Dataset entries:
=== Section Start ===
PR #183, opened 2014-09-25
Update Basic.php

jetwes:
fix for php bug https://bugs.php.net/bug.php?id=41820 which is causing bad backgrounds (mixed #ffffff and #fefefe) in thumbnails

### DIFF
--- a/engine/Shopware/Components/Thumbnail/Generator/Basic.php
+++ b/engine/Shopware/Components/Thumbnail/Generator/Basic.php
@@ -95,6 +95,24 @@ class Basic implements GeneratorInterface
             $originalSize['width'],
             $originalSize['height']
         );
+        /* fix #fefefe in white backgrounds */
+        $colorWhite = imagecolorallocate($newImage,255,255,255);
+        $processHeight = $newSize['height']+0;
+        $processWidth = $newSize['width']+0;
+        for($y=0; $y<($processHeight); ++$y){
+            // Travel x axis
+            for($x=0; $x<($processWidth); ++$x){
+                // Change pixel color
+                $colorat=imagecolorat($newImage, $x, $y);
+                $r = ($colorat >> 16) & 0xFF;
+                $g = ($colorat >> 8) & 0xFF;
+                $b = $colorat & 0xFF;
+                if(($r==253 && $g == 253 && $b ==253) || ($r==254 && $g == 254 && $b ==254)) {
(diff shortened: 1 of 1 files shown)


bcremer:
Hi @jetwes, thanks for your contribution.

I was not able to reproduce this issue.
1. Created a pure white #fff 800*600px JPG
2. Uploaded as product image
3. Downloaded generated thumbnails

I tried that with a jpg and png file.

In both cases the generated thumbnails were pure #fff.

jetwes:
Hi @bcremer ,

have a look at the pictures at the shopware Demo Shop. There you can see Problem as well. 
I think a pure white image doesn't have the effect, because imagecopyresampled() has no other colors than white for resampling. If there's a bit of black in the middle you can see this. Or just try this for example (the background is pure white)
lz-16742-strickjacke-fransen-schwarz_1_260x173
lz-16742-strickjacke-fransen-schwarz_1

bcremer:
Link to bugtracker report: http://jira.shopware.de/?ticket=SW-9404

bcremer:
As far as I can see the fix originates from this blog entry dated back in 2011: http://jasuten.com/background-noise-in-magento-image-resize/

jetwes:
correct!

jetwes:
you can see similar problems in all major shop systems - all caused by the php bug i mentioned before - here is an example for oxyd: https://bugs.oxid-esales.com/view.php?id=3642 . The first fix was for magento in 2011

bcremer:
Measured performance of the patch today. 
Unfortunately the patch has a huge perfomance impact. 
The time to regenerate all thumbnails for our demodata doubled.

Without patch:

``` bash
~/www/master (master) 
$ time ./bin/console sw:thumbnail:generate -f
./bin/console sw:thumbnail:generate -f  58.38s user 1.71s system 99% cpu 1:00.28 total
```

With patch:

``` bash
~/www/master (master) 
$ time ./bin/console sw:thumbnail:generate -f
./bin/console sw:thumbnail:generate -f  125.04s user 1.54s system 99% cpu 2:06.80 total
```

Under these circumstances we cannot include this patch in the shopware core.

If you rely on perfect thumbnail generation in a project you can write a plugin that replaces the default thumbnail generator. Please have a look at https://github.com/bcremer/SwagAsyncImageGenerator to get an idea how that would look like.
=== Section End ===
> Prompt: Would you reproduce all the entries exactly?

> Result for this task:
PR #183, opened 2014-09-25
Update Basic.php

jetwes:
fix for php bug https://bugs.php.net/bug.php?id=41820 which is causing bad backgrounds (mixed #ffffff and #fefefe) in thumbnails

### DIFF
--- a/engine/Shopware/Components/Thumbnail/Generator/Basic.php
+++ b/engine/Shopware/Components/Thumbnail/Generator/Basic.php
@@ -95,6 +95,24 @@ class Basic implements GeneratorInterface
             $originalSize['width'],
             $originalSize['height']
         );
+        /* fix #fefefe in white backgrounds */
+        $colorWhite = imagecolorallocate($newImage,255,255,255);
+        $processHeight = $newSize['height']+0;
+        $processWidth = $newSize['width']+0;
+        for($y=0; $y<($processHeight); ++$y){
+            // Travel x axis
+            for($x=0; $x<($processWidth); ++$x){
+                // Change pixel color
+                $colorat=imagecolorat($newImage, $x, $y);
+                $r = ($colorat >> 16) & 0xFF;
+                $g = ($colorat >> 8) & 0xFF;
+                $b = $colorat & 0xFF;
+                if(($r==253 && $g == 253 && $b ==253) || ($r==254 && $g == 254 && $b ==254)) {
(diff shortened: 1 of 1 files shown)


bcremer:
Hi @jetwes, thanks for your contribution.

I was not able to reproduce this issue.
1. Created a pure white #fff 800*600px JPG
2. Uploaded as product image
3. Downloaded generated thumbnails

I tried that with a jpg and png file.

In both cases the generated thumbnails were pure #fff.

jetwes:
Hi @bcremer ,

have a look at the pictures at the shopware Demo Shop. There you can see Problem as well. 
I think a pure white image doesn't have the effect, because imagecopyresampled() has no other colors than white for resampling. If there's a bit of black in the middle you can see this. Or just try this for example (the background is pure white)
lz-16742-strickjacke-fransen-schwarz_1_260x173
lz-16742-strickjacke-fransen-schwarz_1

bcremer:
Link to bugtracker report: http://jira.shopware.de/?ticket=SW-9404

bcremer:
As far as I can see the fix originates from this blog entry dated back in 2011: http://jasuten.com/background-noise-in-magento-image-resize/

jetwes:
correct!

jetwes:
you can see similar problems in all major shop systems - all caused by the php bug i mentioned before - here is an example for oxyd: https://bugs.oxid-esales.com/view.php?id=3642 . The first fix was for magento in 2011

bcremer:
Measured performance of the patch today. 
Unfortunately the patch has a huge perfomance impact. 
The time to regenerate all thumbnails for our demodata doubled.

Without patch:

``` bash
~/www/master (master) 
$ time ./bin/console sw:thumbnail:generate -f
./bin/console sw:thumbnail:generate -f  58.38s user 1.71s system 99% cpu 1:00.28 total
```

With patch:

``` bash
~/www/master (master) 
$ time ./bin/console sw:thumbnail:generate -f
./bin/console sw:thumbnail:generate -f  125.04s user 1.54s system 99% cpu 2:06.80 total
```

Under these circumstances we cannot include this patch in the shopware core.

If you rely on perfect thumbnail generation in a project you can write a plugin that replaces the default thumbnail generator. Please have a look at https://github.com/bcremer/SwagAsyncImageGenerator to get an idea how that would look like.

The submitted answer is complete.